(02/08/2023, 08:40 PM)Caleb Wrote:(02/08/2023, 05:52 AM)JmsNxn Wrote: I think our mix up is you are using Gottfried's function. I am changing the variables \(s \mapsto -s\)--and then I am finding that this is actually a zeta function. And then I am wondering if we can analytically continue the zeta function. Just because it "looks" like a natural boundary, does not mean it is one. But that'd be super cool if it is. That would mean we have TWO distinct functions, one holomorphic for \(\Re(s) > 1\) and one holomorphic for \(\Re(s) < -1\); and there's a bunch of mystery there. Despite both "formally" equaling Gottfried's series.
Are you proposing that the change of variables is actually doing something to effect the convergence? I had not been making an distinction about changing variables, since I was under the impression that to go from Gottfrieds function to your function is a simple matter of replacing s with -s. Is Gottfried's function not simply a zeta function in the variable -s? I'm aware its possible that sometimes formally changing a variable can end up leading to a different function (for instance, maybe it ends up on a different branch), is that what your saying is happening here? Also, the extension I have for Gottfrieds function \( \sum (-1)^n n^{n^x} \) goes up to \( \Re(s) < 1 \) not \( \Re(s) < -1 \). This should correspond to \( \Re(s) > -1 \) for your function. I suspect you should find much more choas as you get towards that line
AHHH! I see, I apologize. I was confused!

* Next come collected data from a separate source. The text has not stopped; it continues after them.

Issue #78, opened 2020-12-23
Add more detailed documentation/demo about default behavior after login


DiegoCardoso:
When user submits the login, the submit button is disabled to prevent another attempt before the login is processed.

Add:
- **Documentation** describing the behavior
- **Demo** with details with what the developer should do in order to re-enable login

jouni:
There is now textual documentation about this: https://github.com/vaadin/docs/blob/master/articles/ds/components/login/index.asciidoc#login-event

Should probably still implement a proper code example.

jouni:
I think the first example should already tell about this behavior, and the example should show how to re-enable the button once the login attempt has been handled (either valid or invalid credentials).

web-padawan:
Fixed by #5860.

PR #5860, opened 2026-08-10
docs: add example of handling login and re-enabling login form

HerbertsVaadin:
Solves #78

Adds the missing piece - include it as a part of the first example.

### DIFF
--- a/articles/components/login/index.adoc
+++ b/articles/components/login/index.adoc
@@ -127,6 +127,38 @@ endif::[]
 [NOTE]
 Login is incompatible with password managers if placed inside another component's shadow root. footnote:[When added to a web component that uses shadow root, password managers are unable to find the input fields and therefore won't work.]
 
+=== Handle the Login Event
+
+When the user submits the login form, the Login component fires a login event with the entered username and password. Listen for this event to authenticate the credentials and handle the result.
+
+The log-in button is disabled after submission to prevent multiple submissions while the login attempt is being processed. If authentication fails, make the form available for another attempt.
+
+[.example,themes="lumo,aura"]
+--
+
+ifdef::lit[]
+[source,html]
+----
+include::{root}/frontend/demo/component/login/login-event.ts[render,tags=snippet,indent=0,group=Lit]
+----
+endif::[]
+
+ifdef::flow[]
+[source,java]
+----
+include::{root}/src/main/java/com/vaadin/demo/component/login/LoginEventExample.java[render,tags=snippet,indent=0,group=Flow]
+----
+endif::[]
+
+ifdef::react[]
+[source,tsx]
+----
+include::{root}/frontend/demo/component/login/react/login-event.tsx[render,tags=snippet,indent=0,group=React]
+----
+endif::[]
+--
+
+
 == Modal Overlay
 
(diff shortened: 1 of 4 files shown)


frontend/demo/component/login/login-basic.ts
```diff
@@ -19,11 +19,19 @@ export class Example extends LitElement {
     return root;
   }
 
+  private async onLogin(event: Event) {
+    const loginForm = event.currentTarget as LoginForm;
+
+    // Re-enable login button
+    await loginForm.updateComplete;
+    loginForm.disabled = false;
```
web-padawan: Let's change this example to store actual disabled state:

```ts
@state()
private disabled = false;
```

And sync it from the component in `@disabled-changed="${this._onDisabledChanged}"`:

```ts
_onDisabledChanged(event: LoginFormDisabledChangedEvent) {
  this.disabled = event.target.value;
}
```

Then you can update `onLogin` as follows:

```ts
private onLogin(event: LoginFormLoginEvent) {
  this.disabled = false;
}
```

frontend/demo/component/login/login-basic.ts
```diff
@@ -1,7 +1,7 @@
 import 'Frontend/demo/init'; // hidden-source-line
-import '@vaadin/login/vaadin-login-form.js';
```
web-padawan, line 2: Please keep the import, it is necessary for the component to work. Type-only import must be separate.

frontend/demo/component/login/react/login-basic.tsx
```diff
@@ -9,7 +9,13 @@ function Example() {
       {/* tag::snippet[] */}
       {/* no-autofocus is used to prevent the example from stealing focus when browsing the
       documentation */}
-      <LoginForm no-autofocus />
+      <LoginForm
+        no-autofocus
+        onLogin={(event) => {
```
web-padawan: Please use the same approach as for the TS example with `onDisabledChanged` event and `const disabled = useSignal<boolean>(false);` to store the state from the event, passed to the component.

web-padawan (changes requested):

frontend/demo/component/login/react/login-validation.tsx
```diff
@@ -1,10 +1,42 @@
...
+import type {
+  LoginFormDisabledChangedEvent,
+  LoginFormErrorChangedEvent,
+} from '@vaadin/react-components/LoginForm';
 import { LoginOverlay } from '@vaadin/react-components/LoginOverlay.js';
 
 // tag::snippet[]
 function Example() {
-  return <LoginOverlay opened error no-autofocus />;
+  const [disabled, setDisabled] = useState(false);
```
web-padawan: Let's use signals instead, as in other React examples e.g.

```ts
const disabled = useSignal<boolean>(false);
```

web-padawan (changes requested):
I just realised that this resetting disabled should not be not needed for `LoginOverlay` as it was fixed in https://github.com/vaadin/web-components/pull/12274.

So, let's remove this from the validation example and create a new example using `LoginForm` where the problem exists.

web-padawan (approved):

Then yes we are on the exact same page
I've made some graphs I'll post in a bit, but the zeta series appears to converge for \(0 < \Re(s) \), where I presume we can analytically continue using Gottfried's expansion. I apologize!
If you are saying that:
\[
\sum (-1)^n n^{n^{-s}}
\]
converges for \(\Re(s) > -1\) we are on the same page. I actually haven't looked at this sum, I just instantly wrote it as a zeta function and only looked at that--so I wasn't sure where the original series converged.
It also appears the zeroes are on \(\Re(s) = 1/2\) on the critical strip... having Riemann Hypothesis vietnam flashbacks
So I accidentally closed one of the graphs mid compile, but the other one finished. So here is:
\[
\nu(s) = \sum_{m=1}^\infty q(m) m^{-s}\\
\]
Where:
\[
q(m) = (-1)^m \sum_{n \le m} \chi_m(n)\\
\]
And \(\chi_m(n) =1\) if and only if \(n^k = m\) for some \(k \in \mathbb{N}\).
Then here is a graph from:
\(0.5 \le \Re(s) \le 5.5\) and \(|\Im(s)| \le 2.5\):
Didn't finish the graph for gottfried's function, it only finished most of the top half, so I'm going to recompile. I am also graphing the critical strip for both, to see what that could look like.